Это благодаря Владимиру Сыркину сохранятся для будущих поколений бесценные кадры и целые сцены из нашей недавней жизни. Не обязательно это семейные торжества, но, конечно же, и они тоже: это и встречи с руководителями страны и штата, выдающимися российскими гостями нашего города — писателями, актерами, военачальниками. И эти работы тоже не уйдут из нашей памяти.
Большая, очень большая часть фото— и видеоархива, хранящегося в «Панораме», в Американском культурном фонде Булата Окуджавы принадлежит — так и напрашивается слово «перу» — Володи Сыркина. А можно сказать и его «кисти», потому что он, действительно, был и художником своего дела, и летописцем.
И теперь мне очень хочется надеяться, что недалеко время, когда в будущем Калифорнийском музее эмиграции будет раздел, целиком составленный из работ Сыркина. А пока нет такого музея, хорошо бы силами энузиастов и друзей Володи подготовить такую экспозицию, хотя бы и временную, в рамках нашего города.
Эпилог
Этими абзацами завершал я, в уже таком далеком 1991-м году, второй том Антологии «Беседы», — сохраняю их и в нынешнем издании как отчасти неустаревшие, связанные с его фигурантами. Если бы неустаревшие…
Хорошо бы тем и закончить, только не получается. После первой газетной публикации заметок, в него вошедших, спустя каких-то 5 лет, к выходу 3-го тома «Бесед» уже следовало их дописывать, скорее, — к сожалению. А теперь — снова… И чему удивляться? — ведь почти три десятка лет собирались эти тексты, сегодня не всегда возможно и даты их появления припомнить!

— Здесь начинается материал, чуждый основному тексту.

PR #4542, opened 2025-03-14
feat(ethexe): append codes queue propagation (does not fix the problem with lost codes)

grishasobol:
Lost codes could be fixed much simpler in block producer model

### DIFF
--- a/ethexe/db/src/database.rs
+++ b/ethexe/db/src/database.rs
@@ -20,7 +20,7 @@
 
 use crate::{
     overlay::{CASOverlay, KVOverlay},
-    CASDatabase, KVDatabase,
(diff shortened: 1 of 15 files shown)


ethexe/db/src/database.rs
```diff
@@ -139,6 +139,14 @@ impl Database {
         }
     }
 
+    pub fn new_in_memory(router_address: [u8; 20]) -> Self {
```
breathx, line 142: also use `from_one` to keep it the same object?
```suggestion
    pub fn memory(router_address: [u8; 20]) -> Self {
```

breathx (approved):

PR #4541, opened 2025-03-14
refactor(ethexe): create separate DB folders for routers, do not use router address as key prefix

playX18:
@breathx

PR #4543, opened 2025-03-14
feat(ethexe): remove router address from Database

ecol-master:
Remove router address from Database and modify the appropriate methods and tests. 

@reviewer-or-team


playX18:
This PR is duplicate of another PR https://github.com/gear-tech/gear/pull/4541, @breathx and me also discussed on simplification of KeyPrefix type, so it is more like enum variants rather than a simple enum.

Но — по порядку. Сначала — из тома 3-го, года издания уже 2000-го:
«Кончаловский оставил дом в Лос-Анджелесе: дым отчества, но и возможность снимать фильмы, поманили его в Россию. Это — хорошо. Признаюсь: сцены из его „Дома дураков“ не уходят из памяти и теперь, спустя вот уже лет пять, как я был на его премьере.
Лимонов, забросив за спину автомат Калашникова, строчил нам в „Панораму“ репортажи откуда-то с передовой в Боснии, корчащейся в судорогах братоубийственной войны. Теперь он из подвальной штаб-квартиры, пожалованной его партии городскими властями (уже бывшими), морочит газетчикам головы. Лимонов теперь — лидер.
Партия его называется „национал-большевистской“ — и газетчики, соответственно, стращают читателя: еще бы — за Лимоновым уже не одна и даже не десять тысяч новообращенных, — тех ребят, кто еще недавно не знал, к какому берегу в нынешней, далеко не однозначной, политической жизни России прибиться…» — остальное дописываю сегодня.
Прибились — да так, и в таком числе, что теперь их вождь Лимонов заявил президентские амбиции, конечно же, понимая, что не быть ему в Кремле в обозримом будущем, если вообще такое может быть. Но и всё же…
Да и Господь с ним… Я ведь, и правда, сохраняю к нему самые добрые чувства и даже, могу сказать искренне, — дружеские, и потому не безразлична мне его судьба, при всем при том.
Шемякин. Продолжая главу, ему посвященную, добавлю — на площадях родного города, из которого он был изгнан вот уже три с лишним десятилетия назад, художник устанавливает свои монументы — в Петропавловской крепости стоит теперь его Петр Первый, в Мариинском театре ставится его «Щелкунчик». Он успел подружиться с новым российским руководством, но и раздружиться — многократные предложения восстановить ему российское гражданство Шемякин не принял.